Vision-based Surgical Instrument Segmentation and Endoscopic Sinus Surgery Skill Assessment

Abstract

In robot‐assisted surgery, engineering technologies are applied to augment surgeons' ability to conduct safer surgeries and achieve better treatment outcomes. To provide appropriate assistance to the surgeons, the ability to understand surgical phases, and predict risks and remaining procedures is an enabling technology for next-generation autonomous surgical robots. Vision-based surgical instrument segmentation, which aims to identify instrument regions in surgical images, is one important task that can provide instrument location information to robotic systems.
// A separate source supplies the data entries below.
PR #1182, opened 2019-03-27
support search after style pagination

mschoch:
Typically deep pagination becomes quite expensive when using
the size+from mechanism on distributed indexes, due to each
child index having to build large result sets, and return
them over the network for merging at the coordinating
node.

Alternatively, the search after approach allows for the client
to maintain state, in this case, the sort key of the last
result for the current page.  By running the same search again,
but this time providing the last hit's sort key as this
new requests search after key, we allow for significantly
more efficient pagination.

TotalHits and Facets are unaffected by using this parameter,
because all hits are still seen by the collector.


mschoch:
I'd like to add a lot more tests, but wanted to get the concept up for early review/feedback.

search.go
```diff
@@ -311,6 +322,12 @@ func (r *SearchRequest) SortByCustom(order search.SortOrder) {
 	r.Sort = order
 }
 
+// SetSortAfter sets the request to skip over hits with a sort
+// value less than the provided sort after key
+func (r SearchRequest) SetSortAfter(after []string) {
```
steveyen: feels like this should be named SetSearchAfter?  not a strong feeling, but a naming-consistency tickle appeared in my mind

mschoch: oops that was typo, good catch

search.go
```diff
@@ -275,6 +276,7 @@ type SearchRequest struct {
 	Sort             search.SortOrder  `json:"sort"`
 	IncludeLocations bool              `json:"includeLocations"`
 	Score            string            `json:"score,omitempty"`
+	SearchAfter      []string          `json:"search_after"`
```
sreekanth-cb: snake_case -> search_after when all existing are camelCase?

steveyen: good_catch!

sreekanth-cb:
indeed...now it looks like very simple, but never thought it would be so.. :)

search.go
mschoch: Actually `snake_case` was what we intended to use for all JSON, and `camelCase` in the Go code.

Here are some longer-lived multi-word names:

https://github.com/blevesearch/bleve/blob/master/search.go#L447-L448
https://github.com/blevesearch/bleve/blob/master/search.go#L123-L124

I think we just missed the naming issue when we added `includeLocations` to the request.

mschoch:
@sreekanth-cb the implementation is simpler than I expected as well, but there are some limitations with this approach:

- No jump to page you haven't visited yet, just Next page, plus whichever page boundaries the client chooses to remember
- Not guaranteed to be stable (size+skip isn't stable either), but it means it still wouldn't be suitable for N1QL use cases
- Will need strong documentation to use correctly, perhaps even a reference implementation demonstrating it
-- specifically the sort order must be a total order (typically using `_id` as last sort will be sufficient)
-- more complexity on the client side to track pages

mschoch:
Additional feature request from @aviadl 

If in addition to `SearchAfter` we also supported `SearchBefore` then clients could access both Next and Prev pages without maintaining any state.

steveyen:
> If in addition to SearchAfter we also supported SearchBefore then clients could access both Next and Prev pages without maintaining any state.

That makes sense.  So, it moves towards an optional range that can be specified.

This SearchAfter change, btw, by itself, still looks good to me, even without the SearchBefore.

mschoch:
I've added an implementation for SearchBefore.

I still want to add tests to the alias versions of these, which isn't easily testable today.

Also, did someone else rename `coll` to `collector`?  I see that change in this PR now and I'm guessing someone else changed it and I reversed it when I merged master???

abhinavdangeti:
Hmm, it's always been collector, looks like your first commit here in this PR changes it to "coll" which I think is good, so there's no clash with "github.com/blevesearch/bleve/search/collector" that's imported in the file.

mschoch:
I've updated this again, the second to last commit refactors our integration tests in a way that allows us to now also create multiple indexes, have an alias span them, and then run the searches across the alias.  This is something that should be extended further, there are many more cases for aliases that have been under-tested in the past.

For now I did a single match-all query to verify that the alias even worked.  Then added one each for basic `search_before` and `search_after` functionality.

search.go
```diff
@@ -311,6 +336,12 @@ func (r *SearchRequest) SortByCustom(order search.SortOrder) {
 	r.Sort = order
 }
 
+// SetSearchAfter sets the request to skip over hits with a sort
+// value less than the provided sort after key
+func (r SearchRequest) SetSearchAfter(after []string) {
```
abhinavdangeti: func (r *SearchRequest)

tylerkovacs:
Thanks for this change! I've run into some problems trying to use it and I'm not sure if it is due to bugs or if I'm just using it incorrectly.

When setting req.SearchAfter, where does one get the sort key value? I've been using the `Sort` value from the last `search.DocumentMatchCollection` in the previous `SearchResult`. Using that value works in some of my tests but not others. I think this means that I'm using the correct value but there are bugs in some scenarios not covered by the tests (e.g., when sorting against multiple fields).

If you can confirm that I'm using it correctly, then I'll look into adding a test case that shows the problem.

mschoch:
@tylerkovacs Correct usage is to supply the sort key of the last item in a given page, to then access the next page.  The only other requirement is that for this to work correctly there cannot be any ties, the sort you use must impose a total order.  Usually, we would recommend adding "_id" to the end of the users sort to ensure there is a total order.

If you have an example that does not work, please open a new issue and include it.  Thanks.

PR #1936, opened 2020-05-27
Use cdn.privacytools.io for static resources

jonaharagon:
You'd have to build locally with `JEKYLL_ENV=production bundle exec jekyll serve` or `JEKYLL_ENV=production bundle exec jekyll build` to see the changes yourself, since the CDN URL should not be used in a development environment like Netlify


nitrohorse:
Nice, could we also update the Readme build instructions to include this PR’s description? Helpful for future reference.

blacklight447-ptio:
Why would we need a CDN though?

jonaharagon:
> could we also update the Readme build instructions to include this PR’s description?

We *could*, although it doesn't make sense to load from the CDN in development. Because if you add a new image or whatever to your local fork, the CDN won't display it obviously, it will only load assets on the webserver. So really you'd only set `JEKYLL_ENV=production` when building the live website, or if you just wanted to see the CDN in action for some reason (like you might with this specific PR). But otherwise I'm not sure it's particularly helpful information.

nitrohorse:
Ah that makes sense, okay, I was mistaken; we can leave the Readme as-is.

Issue #1707, opened 2020-02-13
🌐 Website Issue | New email clients page


dngray:
After https://github.com/privacytoolsIO/privacytools.io/pull/1672 is complete I want to improve the email clients page.

I think for a start we should split the recommendations by platform. A criteria should exist that only allows email clients that support OpenPGP.

Closes: https://github.com/privacytoolsIO/privacytools.io/issues/1643
Closes: https://github.com/privacytools/privacytools.io/issues/2072

blacklight447-ptio:
So it should be similar to our browser section?

dngray:
I was more thinking of a tidyup, eg removing Torbirdy as it's no longer supported etc.

Splitting the "Privacy Email Tools" so testing tools are under "Testing tools". Maybe we could do our own OpenPGP tutorial, ie https://github.com/privacytoolsIO/privacytools.io/issues/1725 first.

blacklight447-ptio:
We could do both, one section with clients for all platforms like the browser section, and below that we list email testing tools and maybe link to a blog post with a openpgp tutorial.

5a384507-18ce-417c-bb55-d4dfcc8883fe:
Enigmail should be delisted too as Thunderbird will add its own support for OpenPGP and it's going to be discontinued this year.

https://blog.thunderbird.net/2019/10/thunderbird-enigmail-and-openpgp/

>The Enigmail Add-on has made it possible to use Thunderbird with external GnuPG software for OpenPGP messaging. Because the types of add-ons supported in Thunderbird will change with version 78, the current Thunderbird 68.x branch (maintained until Fall 2020) will be the last that can be used with Enigmail.

Mikaela:
I would wait for the Thunderbird version with it's own OpenPGP implementation to be released and at least the biggest distributions to remove Enigmail from their repositories in favour of it first.

FreddyMarsden:
[Mailpile](https://www.mailpile.is/) is currently under worth mentioning, though I feel as if it should be given its own card. Heres what the new layout could look like:

### Desktop Email Clients:

- Thunderbird
- Mailpile
- Claws-Mail

### Mobile Email Clients:

- K-9 Mail
- FariMail

Other clients to think about could be stuff like [notmuchmail](https://notmuchmail.org/) or [aerc](https://aerc-mail.org/) though they don't necessarily focus on privacy.

dngray:
[...]

Issue #1643, opened 2020-01-09
🆕 Software Suggestion | Evolution Mail


cvandesande:
## Basic Information

Name: Evolution Mail
Category: Email Software
URL: https://wiki.gnome.org/Apps/Evolution

## Description
One of the oldest and still regularly developed email clients for Linux. Feels like this should have been a recommend app for a long time.

dngray:
The only issue with adding this, is we really then should also add [KMail](https://userbase.kde.org/KMail) as well.

Unfortunately these things aren't really portable to Windows, MacOS etc.

blacklight447-ptio:
well we currently don't really require cross platform do we?

PR #1990, opened 2020-07-14
That email clients cleanup

freddy-m:
## Description

Resolves: #1707 
Resolves: #1643
Resolves: #2112
Resolves: https://github.com/privacytools/privacytools.io/issues/2072
Resolves: https://github.com/privacytools/privacytools.io/issues/2136
Resolves: https://github.com/privacytools/privacytools.io/pull/2137
Resolves: https://github.com/privacytools/privacytools.io/issues/2141
Resolves: https://github.com/privacytools/privacytools.io/issues/1248
Resolves: https://github.com/privacytools/privacytools.io/issues/2133 - lets close this for now, as they're working on it.

#### Check List 

* Netlify preview for the mainly edited page: https://deploy-preview-1990--privacytools-io.netlify.app/software/email/


dngray:
I'm thinking we might have a sub category for Mobile clients.. Android and iOS, because on mobile platform things like this are never multi platform.

We should also look into some iOS clients that support PGP. Realistically we should be only recommending clients that can do PGP. Tutanota being the only exception, but that's not really a client, it's a service (so I wouldn't be recommending their app on this page).

dngray:
I'm thinking Letterbox is probably a bit too experimental at the moment to be added. I'd probably add https://canarymail.io though, and yes I'm aware it's closed source, but you have a lot less options on iOS anyway.

FreddyMarsden:
I think swapping letterbox for Canary Mail works, and maybe letterbox could be put under worth mentioning (unless we are trying to get rid of that)?

dngray:
> I think swapping letterbox for Canary Mail works, and maybe letterbox could be put under worth mentioning (unless we are trying to get rid of that)?

This might be a good idea, we may make an exception here to the worth mentioning rule as it's something we want to keep an eye on.

FreddyMarsden:
Do we want to create a "Testing tools" section as mentioned in the issue? Or should that be something for the wiki/blog?

dngray:
> Do we want to create a "Testing tools" section as mentioned in the issue? Or should that be something for the wiki/blog?

We could have a heading maybe instead of "worth mentioning" something like "Future items to be considered:" or something to that effect.

FreddyMarsden:
Hmmm, but should we try and distinguish between email clients that could be consdered, like tools such as [Email Privacy Tester](https://www.emailprivacytester.com/) or some of the other things currently under Worth Mentioning?

dngray:
We don't have to mention Enigmail anymore https://blog.thunderbird.net/2020/07/whats-new-in-thunderbird-78/

koenvervloesem:
> We don't have to mention Enigmail anymore

I would still mention it, because OpenPGP support is not there yet: "Thunderbird 78.2, due out in the coming months, will offer a new feature that allows you to end-to-end encrypt your email messages via OpenPGP."

dngray:
> I would still mention it, because OpenPGP support is not there yet: "Thunderbird 78.2, due out in the coming months, will offer a new feature that allows you to end-to-end encrypt your email messages via OpenPGP."

ah this is true, and you need that for card reader support.

FreddyMarsden:
[Mailvelope](https://www.mailvelope.com/en) doesn't really deserve to be delisted I don't think. Could be but under "worth mentioning" or the proposed "Future items to be considered:" area.

dngray:
> I don't think [Mailvelope](https://www.mailvelope.com/en) deserves to be delisted. Could be but under "worth mentioning" or the proposed "Future items to be considered:" area perhaps?

I'd suggest it under the desktop section actually. It underwent an audit a while back https://www.mailvelope.com/en/blog/mailvelope-4.0

https://www.bsi.bund.de/SharedDocs/Downloads/EN/BSI/Publications/Studies/Mailvelope_Extensions/Mailvelope_Extensions_pdf.pdf?__blob=publicationFile&v=3

FreddyMarsden:
Something about having Mailvelope amongst the other email clients seems odd, perhaps we could create a sepeate section for extensions? Seeing as it isn't an email client, it feels weird that it is in with email clients, or maybe thats just me.

dngray:
I'm also not opposed to adding https://neomutt.org down the bottom under worth mentioning maybe.

It is a multi platform, and I'm not against TUI clients like https://aerc-mail.org or https://meli.delivery in the future, if they gain some stability.

freddy-m:
I'd be ok with that. notmuchmail could also be worth considering.

freddy-m:
We should probably add a criteria, most likely just a copypasta of the email one but adapted for clients.

dngray:
I think this is looking pretty good now.

freddy-m:
@dngray same, however it would be good to create a criteria surely?

dngray:
> @dngray same, however it would be good to create a criteria surely?

The issue I have with a criteria is, we test these products. Generally I don't like recommending closed source products, but we sometimes make an exception ie with CanaryMail for example.

I think the main thing we would require is that the client have support for PGP encryption, I think that's really all we can put there.

freddy-m:
@dngray perhaps we should include this somewhere on the page, otherwise I think we're pretty much done here!

LongJohn-Silver:
> @dngray perhaps we should include this somewhere on the page, otherwise I think we're pretty much done here!
> 
> Also, I think we could put Enigmail under worth mentioning for desktop?

I'm pretty sure that Enigmail is going to reach EOL somewhere this year since Thunderbird is adding its built in PGP support.

dngray:
> I'm pretty sure that Enigmail is going to reach EOL somewhere this year since Thunderbird is adding its built in PGP support.

Redirected from [Will OpenPGP cards be supported for private key storage ?](https://wiki.mozilla.org/Thunderbird:OpenPGP:2020#Will_OpenPGP_cards_be_supported_for_private_key_storage_.3F):

[How to use Thunderbird 78 with smartcards](https://wiki.mozilla.org/Thunderbird:OpenPGP:Smartcards)

> Thunderbird 78 does NOT use GnuPG by default. Instead, it uses the RNP library. The RNP library does NOT yet support the use of smartcards for secret keys.

dngray:
> We should verify this works first.

I've verified this with 78.5 and this works quite nicely. There is a wizard that helps with conversion.

These releases included OpenPGP fixes, so it's being made 1st class:


- https://www.thunderbird.net/en-US/thunderbird/78.1.1/releasenotes/
- https://www.thunderbird.net/en-US/thunderbird/78.2.0/releasenotes/
- https://www.thunderbird.net/en-US/thunderbird/78.2.1/releasenotes/
- https://www.thunderbird.net/en-US/thunderbird/78.2.2/releasenotes/
- https://www.thunderbird.net/en-US/thunderbird/78.3.0/releasenotes/
- https://www.thunderbird.net/en-US/thunderbird/78.3.2/releasenotes/
- https://www.thunderbird.net/en-US/thunderbird/78.3.3/releasenotes/
- https://www.thunderbird.net/en-US/thunderbird/78.5.0/releasenotes/

dngray:
Okay, so it looks like you've removed the repo that this PR merges from.

We will need another PR later to, so I'll unlink these issues from this PR.

- Criteria, which really at this point can only contain OpenPGP support. Ideally I'd like to make sure things are cross-platform and open source, but that narrows the page down significantly further than what we've got. CanaryMail is closed source and MacOS only, but on Apple/iOS devices it is likely to provide the most native experience. Therefore I'm thinking we won't add a criteria as such, as it is a general guide.
- We should evaluate https://github.com/privacytools/privacytools.io/issues/1248 as a possible alternative to k-9 mail, I've not used this.
- https://github.com/privacytools/privacytools.io/issues/2120
- https://github.com/privacytools/privacytools.io/issues/2133

dngray (approved):

dngray:
For some reason this didn't end up merging with master, even though the status says it did, https://github.com/privacytools/privacytools.io/pull/2142 should fix that.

The potential uses of instrument segmentation results include surgical workflow analysis, risk supervision and prediction, and surgical skill assessment. Despite the wide range of potential applications of instrument segmentation, existing technologies are still not robust enough and lack generalizability when applied to highly dynamic surgical environments. In this dissertation, we develop a convolutional neural network that can aggregate video frame features temporally in a recurrent mode to achieve robust segmentation. Moreover, we explore transfer learning technologies that can improve segmentation performance on the target domains by leveraging knowledge learned from labeled source domains. Finally, we conduct several pilot experiments on vision-based, automatic and objective surgical skill assessment.